WOLF performs profiling of its main processes. This is important for assessing the developer to evaluate the efficency of the algorithms. Also it may help the end-user to properly configure the problem.

ProfilingUnit

The class ProfilingUnit is the responsible of computing the CPU time of the different WOLF processes.

class ProfilingUnit
{
  protected:
    bool                      running_;            ///< True if profiling is running.
    double                    desired_period_us_;  ///< Desired period in microseconds (< 0 for not specified)
    unsigned int              n_callbacks_;        ///< Number of callbacks.
    double                    average_period_us_;  ///< Average period in microseconds.
    std::chrono::microseconds acc_duration_us_;    ///< Accumulated duration in microseconds.
    std::chrono::microseconds max_duration_us_;    ///< Maximum duration in microseconds.
    double                    var_duration_us_;    ///< Variance of the duration in microseconds squared.
    std::chrono::time_point<std::chrono::high_resolution_clock> first_clock_;  ///< Time point of the first clock.
    std::chrono::time_point<std::chrono::high_resolution_clock> start_clock_;  ///< Time point of the start clock.

  public:
    /**
     * @brief Constructor
     * @param desired_period_sec Desired period in seconds. Negative value means not specified. Default is -1.
     */
    ProfilingUnit(double desired_period_sec = -1);

    /**
     * @brief Start profiling.
     */
    void startProfiling();

    /**
     * @brief Stop profiling.
     */
    void stopProfiling();

    /**
     * @brief Print profiling results.
     * @param _tabs Tabs to be used for indentation.
     * @param stream Output stream to print the results. Default is std::cout.
     */
    void printProfiling(const std::string& _tabs, std::ostream& stream = std::cout) const;

    /**
     * @brief Print provided duration (in us) in the most appropiate units with specified precision.
     * @param _duration_microsec Duration in microseconds.
     * @param precision Precision for printing the duration. Default is 2.
     * @return A string representing the duration.
     */
    std::string printDuration(double _duration_microsec, int precision = 2) const;

    /**
     * @brief Set the desired period.
     * @param _desired_period_sec Desired period in seconds.
     */
    void setDesiredPeriod(double _desired_period_sec);

    /**
     * @brief Check if profiling is running.
     * @return True if profiling is running, false otherwise.
     */
    bool isRunning() const;

    /**
     * @brief Get the number of callbacks.
     * @return Number of callbacks.
     */
    unsigned int getNCallbacks() const;

    /**
     * @brief Get the desired period.
     * @return Desired period in seconds.
     */
    double getDesiredPeriod() const;

    /**
     * @brief Get the average period.
     * @return Average period in seconds.
     */
    double getAveragePeriod() const;

    /**
     * @brief Get the accumulated duration.
     * @return Accumulated duration in seconds.
     */
    double getAccDuration() const;

    /**
     * @brief Get the average duration.
     * @return Average duration in seconds.
     */
    double getAvgDuration() const;

    /**
     * @brief Get the maximum duration.
     * @return Maximum duration in seconds.
     */
    double getMaxDuration() const;

    /**
     * @brief Get the variance of the duration.
     * @return Variance of the duration in seconds squared.
     */
    double getVarDuration() const;

    /**
     * @brief Get the standard deviation of the duration.
     * @return Standard deviation of the duration in seconds.
     */
    double getStDevDuration() const;
};

If the process that is being profiled has a desired period, it can be specified to the profiler unit via constructor or setter.

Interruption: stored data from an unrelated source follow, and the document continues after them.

PR #2308, opened 2026-07-06
[CRAFTING] Add Page Object Model for datagrid-web's E2E specs

leonardomendix:
### Pull request type

---

### Description

This PR introduced a Page Object Model for datagrid-web's E2E specs, rewrote all six specs on it, and documented POM conventions in the e2e guidelines.


packages/pluggableWidgets/datagrid-web/e2e/pages/DataGridPage.js
```diff
@@ -0,0 +1,119 @@
...
+    constructor(page, name = "datagrid1") {
+        this.page = page;
+        this.name = name;
+        this.root = page.locator(`.mx-name-${name}`);
+    }
+
+    /** Navigate to a page; the fixture auto-waits for Mendix readiness. */
+    async open(path = "/") {
+        await this.page.goto(path);
+    }
```
r0b1n: I beleive this is overkill, I would rather wrap a datagrid, then we can use for example two datagrids on a page.

leonardomendix: Done! ✅

PR #2310, opened 2026-07-06
[WC-3348] Charts: restore highlighted JSON editor in playground

yordan-st:
### Pull request type

---

### Description

Charts v6.3.0 shipped the playground editor on CodeMirror, which threw a bundling error and broke the playground. As a stopgap (to unblock WC-3345), CodeMirror was replaced with a plain `<textarea>` in 6.3.1 — losing syntax highlighting and any feedback on invalid JSON.

This restores a real editor without reintroducing a CodeMirror-class bundling dependency. `CodeEditor` now uses `react-simple-code-editor` + `highlight.js` (JSON), adapting the lightweight pattern already used in `rich-text-web`. It adds inline invalid-JSON feedback (a sticky error banner above the editor) and keeps the existing prop contract (`value` / `onChange` / `readOnly` / `height`) so both playground panels work unchanged.

Scope is intentionally limited to the editor component. Leo's earlier review findings on the already-merged custom-chart / playground rework are tracked separately in **WC-3488**.

- Added deps: `react-simple-code-editor`, `highlight.js` (tree-shaken core + JSON language only)
- New unit tests for `CodeEditor` (highlighting, JSON lint, readOnly, height, no-CodeMirror guard)

Put a chart (e.g. Line chart) on a page, set **Show playground slot = Yes**, drop the **Chart playground** widget into the slot, configure a Series, and run the app (F5). Click **Toggle Editor** to open the sidebar.

1. **Syntax highlighting** — the JSON in the editable "Custom settings" panel is colored (keys/strings/numbers), not plain text.
2. **Invalid JSON feedback** — break the JSON (e.g. delete a `}`); a red error banner appears at the top of the editor. Fix it → the banner disappears.
3. **Live chart update** — with the dropdown on **Layout**, set `{ "title": { "text": "TEST" } }`; the chart title updates live.
4. **Read-only panel** — the lower "Settings from the Studio Pro" panel is not editable.
5. **Keyboard** — Tab inserts spaces inside the editor; Esc then Tab moves focus out.
6. **No regression** — no CodeMirror bundling error in the browser console; the playground loads.


iobuhov (changes requested):
- Let's move the opensepc to "charts" package
- Make sure we don't touch maps

iobuhov (dismissed):
LGTM

leonardomendix (dismissed):

gjulivan (approved):

leonardomendix (approved):

PR #2314, opened 2026-07-07
[WC-3488]: Charts rework & cleanup

yordan-st:
### Pull request type

---

### Description

**WC-3488** — cleanup of the unresolved code review (Leo) on the already-merged custom-chart / playground editor rework. All findings shipped unfixed and were still live on `main`; this PR resolves them.

**What & why**, per finding:

- **[Critical] `computed().get()` misuse** — `useCustomChart.ts` wrapped a plain object in `computed(() => ({...})).get()`, allocating a throwaway MobX atom every render with no caching or reactivity benefit. Replaced with a plain object literal; reactivity is handled by the existing `observer` wrapper on `CustomChart.tsx`.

A brief profiling report can be obtained using ProfilingUnit::printProfiling(const std::string& _tabs, std::ostream& stream = std::cout) which will print the following information:

  • Amount of instances.

  • Total time.

  • Desired period (if specified).

  • Average period.

  • Average time.

  • St. Dev. of time.

  • Max. time

The following WOLF nodes have profiling units:

  • ProcessorBase: 2 units

    • Capture processing

    • Frame processing

  • SolverManager: 5 units

    • Total solving time

      • Update problem

      • Solve

      • Update state blocks

    • Covariance computing time

  • Publisher: 1 unit

All this classes have the virtual method printProfiling(const std::string& _tabs, std::ostream& stream = std::cout). More profiling units can be added to derived classes (requires overriding this method) to help to analyze specific algorithm processes. (This is the case, for example, of ProcessorTracker).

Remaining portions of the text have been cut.